→ **Data in this exercise**:
PR #3820, opened 2024-10-16
feat: allow options to assign many flags

jessicamcinchak:
Following on from #3764 

**Gist:** 
- Question & Checklist "Options" currently support a single data field `val` and single `flag` each - as we think about the future of automations & filtering, there's actually no reason a single Option shouldn't be able to support _multiple_ flags
  - For example, answering "No" might flag up "Planning permission needed" AND "Listed building consent required" and it's ideal for editors to be able to set _both_ in a single go (each Options still supports a single data field `val`)
- Editors should ideally only select up to one flag _per category_
  - In a followup PR we could build nice validation error handling for this
  - But the cool thing is that it's actually harmless if they select more than one in the same category, it will simply be treated like flags within the same category are always/already treated - only the left-most, highest order flag matters! 

**Changes:**
- [x] Update `Option` node data type `flag` from `string` to `Array<Flag["value"]>`
- [x] Implement `MultipleSelect` with grouping by category for editor "Option" modals within Questions & Checklists
- [x] Update graph node styling with color band _per_ flag
- [x] Update preview store methods & associated tests
  - [x] `autoAnswerableFlag` for Filter node navigation
  - [x]  `getResultData`/`resultData` for Result node navigation and analytics tracking
  - [x] `collectedFlags` (no component or navigation dependencies)
- [x] Expose `collectedFlags` in editor Console side panel

**Open question:**
** All of the above work with _existing_ Option's `flag` (`string`) and new/updated Option's `flag` (`string[]`) without _requiring_ a content migration of existing flow content (or all existing mock test data!). 
  - But are we happy with slightly semantically incorrect type "flag" for a _list of values_? 
  - Do we still want to consider a content migration script across ALL flow's to rename `flag` to `flags` and format legacy values as nice-to-have? (Might be good practice for clones?)


jessicamcinchak:
[Collect flags in the passport](https://trello.com/c/3nYW4gyD/2243-collect-flags-in-the-passport)

editor.planx.uk/src/pages/FlowEditor/lib/store/preview.ts
```diff
@@ -382,7 +374,74 @@ export const previewStore: StateCreator<
 
   resultData(flagSet, overrides) {
     const { breadcrumbs, flow } = get();
-    return getResultData(breadcrumbs, flow, flagSet, overrides);
```
jessicamcinchak, line 385: Decided to simplify this into a single function rather than this previous pattern of `resultData` calling `getResultData` - cleaning up another `reduce` along the way (we aren't even dealing with an _array_ of anything in this method because a single flagset category is passed in :see_no_evil:) !

editor.planx.uk/src/pages/FlowEditor/lib/store/preview.ts
```diff
@@ -885,3 +871,43 @@ export const removeNodesDependentOnPassport = (
   }, [] as string[]);
   return { removedNodeIds, breadcrumbsWithoutPassportData: newBreadcrumbs };
 };
+
+const collectedFlagValuesByCategory = (
```
jessicamcinchak, line 875: No logical change here - this has simply been extracted out of `autoAnswerableFlag` so we can re-use it in `collectedFlags` and `resultData` too

jessicamcinchak:
[Logic followups](https://trello.com/c/dboRkua3/3112-logic-followups-jess-to-add-checklist)

editor.planx.uk/src/@planx/components/Checklist/Editor.tsx
```diff
@@ -295,14 +292,14 @@ export const ChecklistComponent: React.FC<ChecklistProps> = (props) => {
               ...values,
               ...(groupedOptions
                 ? {
-                    categories: groupedOptions.map((gr) => ({
-                      title: gr.title,
-                      count: gr.children.length,
-                    })),
-                  }
+                  categories: groupedOptions.map((gr) => ({
```
jamdelion, line 295: nit: what do you think about changing these acronyms (`gr`) to something a bit more meaningful? 

I just find it slightly increases the mental load unnecessarily to read something that isn't immediately obvious (like I understood it was a group on second reading, but I think making code as frictionless and easy to read as possible is something to strive for!)

editor.planx.uk/src/pages/FlowEditor/components/Flow/components/Option.tsx
```diff
@@ -36,7 +46,7 @@ const Option: React.FC<any> = (props) => {
             imageAltText={props.data.text}
           />
         )}
-        <div className="band" style={{ background, color }}></div>
+        {flags ? flags.map((flag) => <FlagBand key={`${props.id}-${flag.value}`} flag={flag} />) : <NoFlagBand />}
```
jamdelion, line 49: Nice clear component names 😍

jamdelion (approved):
I know Daf said he would review this too but I felt nosy 😆 Looks good to me but obviously feel free to wait for his review as he probably has more context!

editor.planx.uk/src/@planx/components/Checklist/Editor.tsx
jessicamcinchak: Fully agree - updated now !

DafyddLlyr (approved):
Working as expected, nice and clear to follow 👍 

A few minor suggestions, no showstoppers.

On the whole flag/flags thing I think we can live with this as is for now (`flag` pointing to an array) but it would be nice to handle a migration here for sure - it's nice simple use case as well.

One other comment would be on the validation - I think it's worth making the effort to enforce one per category just from the point of view of explaining this to users. I think it could be as simple as disabling the `renderOption` if `flag` from the same category is already in the group. We could also handle this in the validation schema. I'm aware that August flagged this as a blocker so happy for this to be a follow up here for sure 👍

editor.planx.uk/src/@planx/components/shared/FlagsSelect.tsx
```diff
@@ -0,0 +1,78 @@
+import { AutocompleteChangeReason, AutocompleteProps } from "@mui/material/Autocomplete";
+import Chip from "@mui/material/Chip";
+import ListItem from "@mui/material/ListItem";
+import { Flag, flatFlags } from "@opensystemslab/planx-core/types";
+import React, { useMemo } from "react";
+import InputRow from "ui/shared/InputRow";
+import { CustomCheckbox, SelectMultiple } from "ui/shared/SelectMultiple";
+
+interface Props {
+  value?: Array<Flag["value"]>;
```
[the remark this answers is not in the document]
jessicamcinchak: Annoying yes because `Flag["value"]` is optional, despite it always be populated/required in practice. Will try to do a more thorough revisit of types as a followup :+1:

→ **Exercise aim**:
Check each line in the records above for the word "only". Return those that have it.

→ **Answer space**:
- Editors should ideally only select up to one flag _per category_
  - But the cool thing is that it's actually harmless if they select more than one in the same category, it will simply be treated like flags within the same category are always/already treated - only the left-most, highest order flag matters! 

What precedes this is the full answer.